* Exercise instructions: The listing below holds a line with "### Safety, cost, and compatibility" and a line with "- When the feature". Reproduce those two lines exactly, plus everything between them.
**** Supplied material
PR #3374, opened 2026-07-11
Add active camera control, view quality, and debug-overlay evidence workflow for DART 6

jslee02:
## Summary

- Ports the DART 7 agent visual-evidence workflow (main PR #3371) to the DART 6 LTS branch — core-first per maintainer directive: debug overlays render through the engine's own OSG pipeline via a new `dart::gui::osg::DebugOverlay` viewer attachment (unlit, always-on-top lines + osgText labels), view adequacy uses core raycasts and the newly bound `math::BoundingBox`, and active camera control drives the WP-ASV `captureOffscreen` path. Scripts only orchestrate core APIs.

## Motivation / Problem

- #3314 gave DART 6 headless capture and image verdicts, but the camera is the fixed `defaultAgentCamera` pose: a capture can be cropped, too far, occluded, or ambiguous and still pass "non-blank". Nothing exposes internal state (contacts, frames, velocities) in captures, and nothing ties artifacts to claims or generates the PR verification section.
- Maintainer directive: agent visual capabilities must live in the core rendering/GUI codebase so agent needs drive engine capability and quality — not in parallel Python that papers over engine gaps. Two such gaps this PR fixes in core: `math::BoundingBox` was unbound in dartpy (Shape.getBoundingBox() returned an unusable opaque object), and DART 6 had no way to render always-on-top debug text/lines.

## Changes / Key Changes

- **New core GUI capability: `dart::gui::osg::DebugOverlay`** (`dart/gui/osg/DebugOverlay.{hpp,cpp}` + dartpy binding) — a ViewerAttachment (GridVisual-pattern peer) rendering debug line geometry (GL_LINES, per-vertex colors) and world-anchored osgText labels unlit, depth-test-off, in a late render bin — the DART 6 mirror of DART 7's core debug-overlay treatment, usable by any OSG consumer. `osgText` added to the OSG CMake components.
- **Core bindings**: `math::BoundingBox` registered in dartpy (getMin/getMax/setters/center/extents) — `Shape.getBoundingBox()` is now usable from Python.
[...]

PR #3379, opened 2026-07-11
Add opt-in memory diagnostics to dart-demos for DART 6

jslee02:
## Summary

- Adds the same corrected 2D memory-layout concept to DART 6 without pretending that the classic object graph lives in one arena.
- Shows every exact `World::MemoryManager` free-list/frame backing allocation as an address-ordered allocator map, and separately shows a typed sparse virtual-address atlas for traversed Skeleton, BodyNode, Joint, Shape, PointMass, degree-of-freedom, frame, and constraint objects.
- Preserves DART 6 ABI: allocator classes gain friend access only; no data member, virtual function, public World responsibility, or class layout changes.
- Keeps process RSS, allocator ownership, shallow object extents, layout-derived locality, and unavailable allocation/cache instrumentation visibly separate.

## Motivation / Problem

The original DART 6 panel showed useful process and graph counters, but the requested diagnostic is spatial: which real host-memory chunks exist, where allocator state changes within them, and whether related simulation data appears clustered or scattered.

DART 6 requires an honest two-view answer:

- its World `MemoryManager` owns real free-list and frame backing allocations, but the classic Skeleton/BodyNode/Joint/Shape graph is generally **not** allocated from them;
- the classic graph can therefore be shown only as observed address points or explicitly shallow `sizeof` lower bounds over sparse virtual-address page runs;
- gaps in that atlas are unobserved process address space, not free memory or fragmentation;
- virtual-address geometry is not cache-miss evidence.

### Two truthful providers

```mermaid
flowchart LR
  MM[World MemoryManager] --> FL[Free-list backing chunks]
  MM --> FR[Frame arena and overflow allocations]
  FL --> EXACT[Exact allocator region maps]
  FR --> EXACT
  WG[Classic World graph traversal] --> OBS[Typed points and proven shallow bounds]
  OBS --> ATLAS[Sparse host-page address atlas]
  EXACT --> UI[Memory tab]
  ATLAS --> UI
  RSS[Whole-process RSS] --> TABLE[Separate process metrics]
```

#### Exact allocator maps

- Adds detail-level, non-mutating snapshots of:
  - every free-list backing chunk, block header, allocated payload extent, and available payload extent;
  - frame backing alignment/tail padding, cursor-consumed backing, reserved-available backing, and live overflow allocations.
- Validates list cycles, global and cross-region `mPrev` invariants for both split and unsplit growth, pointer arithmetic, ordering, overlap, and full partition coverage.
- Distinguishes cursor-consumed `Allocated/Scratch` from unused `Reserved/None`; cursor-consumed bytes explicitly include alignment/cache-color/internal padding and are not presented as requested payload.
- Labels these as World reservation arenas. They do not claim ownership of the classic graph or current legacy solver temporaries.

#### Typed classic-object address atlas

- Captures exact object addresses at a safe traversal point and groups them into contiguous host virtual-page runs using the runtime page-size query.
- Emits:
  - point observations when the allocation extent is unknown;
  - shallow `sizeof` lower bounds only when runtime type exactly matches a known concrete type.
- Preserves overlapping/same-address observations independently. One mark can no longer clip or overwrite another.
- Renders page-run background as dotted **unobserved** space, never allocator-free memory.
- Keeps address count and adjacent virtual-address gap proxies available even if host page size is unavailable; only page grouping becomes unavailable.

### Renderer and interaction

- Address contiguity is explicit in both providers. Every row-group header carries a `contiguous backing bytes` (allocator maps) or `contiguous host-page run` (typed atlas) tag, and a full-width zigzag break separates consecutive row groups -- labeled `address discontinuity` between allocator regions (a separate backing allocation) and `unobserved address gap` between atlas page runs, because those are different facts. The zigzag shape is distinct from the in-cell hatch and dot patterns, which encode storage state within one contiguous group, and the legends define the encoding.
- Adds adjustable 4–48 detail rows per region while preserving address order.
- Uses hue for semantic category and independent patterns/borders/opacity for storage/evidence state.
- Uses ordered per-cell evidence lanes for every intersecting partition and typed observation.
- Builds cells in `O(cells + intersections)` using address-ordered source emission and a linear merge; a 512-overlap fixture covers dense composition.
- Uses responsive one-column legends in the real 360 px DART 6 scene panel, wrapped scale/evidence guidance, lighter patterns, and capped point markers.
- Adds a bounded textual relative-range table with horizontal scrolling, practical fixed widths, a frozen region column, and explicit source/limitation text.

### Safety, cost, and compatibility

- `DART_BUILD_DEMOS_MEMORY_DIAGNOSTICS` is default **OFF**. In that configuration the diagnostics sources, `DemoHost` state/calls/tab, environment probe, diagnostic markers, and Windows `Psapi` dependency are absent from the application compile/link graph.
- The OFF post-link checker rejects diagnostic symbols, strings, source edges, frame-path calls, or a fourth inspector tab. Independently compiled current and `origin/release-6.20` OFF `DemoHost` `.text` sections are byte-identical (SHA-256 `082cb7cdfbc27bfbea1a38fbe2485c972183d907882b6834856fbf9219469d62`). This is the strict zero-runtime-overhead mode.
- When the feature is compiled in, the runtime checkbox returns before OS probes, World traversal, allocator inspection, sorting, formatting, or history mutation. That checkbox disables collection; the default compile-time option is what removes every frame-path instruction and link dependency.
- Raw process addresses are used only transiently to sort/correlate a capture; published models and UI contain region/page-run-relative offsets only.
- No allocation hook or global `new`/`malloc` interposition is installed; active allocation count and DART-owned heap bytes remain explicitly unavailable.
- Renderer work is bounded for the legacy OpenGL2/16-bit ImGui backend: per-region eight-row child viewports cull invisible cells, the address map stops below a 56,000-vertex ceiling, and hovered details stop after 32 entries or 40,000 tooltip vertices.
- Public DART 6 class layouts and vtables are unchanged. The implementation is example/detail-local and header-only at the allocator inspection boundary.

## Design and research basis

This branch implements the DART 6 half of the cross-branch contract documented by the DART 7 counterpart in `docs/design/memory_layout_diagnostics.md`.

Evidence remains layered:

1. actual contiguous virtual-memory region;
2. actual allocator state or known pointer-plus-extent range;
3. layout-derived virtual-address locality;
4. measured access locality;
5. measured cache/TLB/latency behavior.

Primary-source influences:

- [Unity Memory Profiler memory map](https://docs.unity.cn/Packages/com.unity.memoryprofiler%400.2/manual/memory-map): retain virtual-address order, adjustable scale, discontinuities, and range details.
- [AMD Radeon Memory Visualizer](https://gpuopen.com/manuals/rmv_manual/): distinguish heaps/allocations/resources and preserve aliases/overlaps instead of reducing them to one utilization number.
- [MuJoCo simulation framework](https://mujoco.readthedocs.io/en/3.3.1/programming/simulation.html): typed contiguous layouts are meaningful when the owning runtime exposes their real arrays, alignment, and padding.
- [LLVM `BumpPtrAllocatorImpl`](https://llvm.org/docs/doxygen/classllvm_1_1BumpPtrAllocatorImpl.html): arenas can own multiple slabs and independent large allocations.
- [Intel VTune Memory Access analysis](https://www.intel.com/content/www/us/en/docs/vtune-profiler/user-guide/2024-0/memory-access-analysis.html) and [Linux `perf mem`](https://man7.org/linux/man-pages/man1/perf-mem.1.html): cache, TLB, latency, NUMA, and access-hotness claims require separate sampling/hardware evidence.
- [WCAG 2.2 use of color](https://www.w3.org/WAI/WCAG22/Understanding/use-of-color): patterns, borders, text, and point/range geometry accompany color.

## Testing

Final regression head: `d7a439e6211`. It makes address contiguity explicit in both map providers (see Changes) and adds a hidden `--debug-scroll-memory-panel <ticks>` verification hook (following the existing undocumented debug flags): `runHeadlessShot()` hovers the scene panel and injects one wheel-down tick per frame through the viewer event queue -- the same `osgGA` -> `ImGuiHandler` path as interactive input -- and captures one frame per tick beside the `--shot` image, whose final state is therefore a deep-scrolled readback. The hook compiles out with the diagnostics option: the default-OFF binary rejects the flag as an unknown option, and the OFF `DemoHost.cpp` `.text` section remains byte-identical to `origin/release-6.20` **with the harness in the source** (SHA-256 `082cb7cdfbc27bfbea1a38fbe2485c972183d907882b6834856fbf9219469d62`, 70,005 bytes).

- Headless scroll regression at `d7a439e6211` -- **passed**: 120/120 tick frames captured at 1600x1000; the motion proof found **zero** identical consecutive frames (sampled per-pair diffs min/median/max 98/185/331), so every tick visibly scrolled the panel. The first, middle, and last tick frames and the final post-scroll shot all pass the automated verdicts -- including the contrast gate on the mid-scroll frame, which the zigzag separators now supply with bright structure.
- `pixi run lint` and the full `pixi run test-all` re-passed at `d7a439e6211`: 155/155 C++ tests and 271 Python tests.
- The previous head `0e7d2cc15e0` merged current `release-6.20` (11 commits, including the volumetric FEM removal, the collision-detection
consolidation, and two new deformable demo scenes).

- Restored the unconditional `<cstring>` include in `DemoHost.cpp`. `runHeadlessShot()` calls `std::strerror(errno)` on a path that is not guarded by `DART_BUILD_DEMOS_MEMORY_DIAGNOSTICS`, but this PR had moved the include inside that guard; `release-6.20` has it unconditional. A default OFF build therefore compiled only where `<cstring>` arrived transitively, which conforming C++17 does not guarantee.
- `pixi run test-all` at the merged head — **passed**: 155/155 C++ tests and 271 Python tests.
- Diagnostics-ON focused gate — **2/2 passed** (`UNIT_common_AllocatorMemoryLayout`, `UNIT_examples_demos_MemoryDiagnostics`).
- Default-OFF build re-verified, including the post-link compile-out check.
********
* Final answer:
### Safety, cost, and compatibility

- `DART_BUILD_DEMOS_MEMORY_DIAGNOSTICS` is default **OFF**. In that configuration the diagnostics sources, `DemoHost` state/calls/tab, environment probe, diagnostic markers, and Windows `Psapi` dependency are absent from the application compile/link graph.
- The OFF post-link checker rejects diagnostic symbols, strings, source edges, frame-path calls, or a fourth inspector tab. Independently compiled current and `origin/release-6.20` OFF `DemoHost` `.text` sections are byte-identical (SHA-256 `082cb7cdfbc27bfbea1a38fbe2485c972183d907882b6834856fbf9219469d62`). This is the strict zero-runtime-overhead mode.
- When the feature is compiled in, the runtime checkbox returns before OS probes, World traversal, allocator inspection, sorting, formatting, or history mutation. That checkbox disables collection; the default compile-time option is what removes every frame-path instruction and link dependency.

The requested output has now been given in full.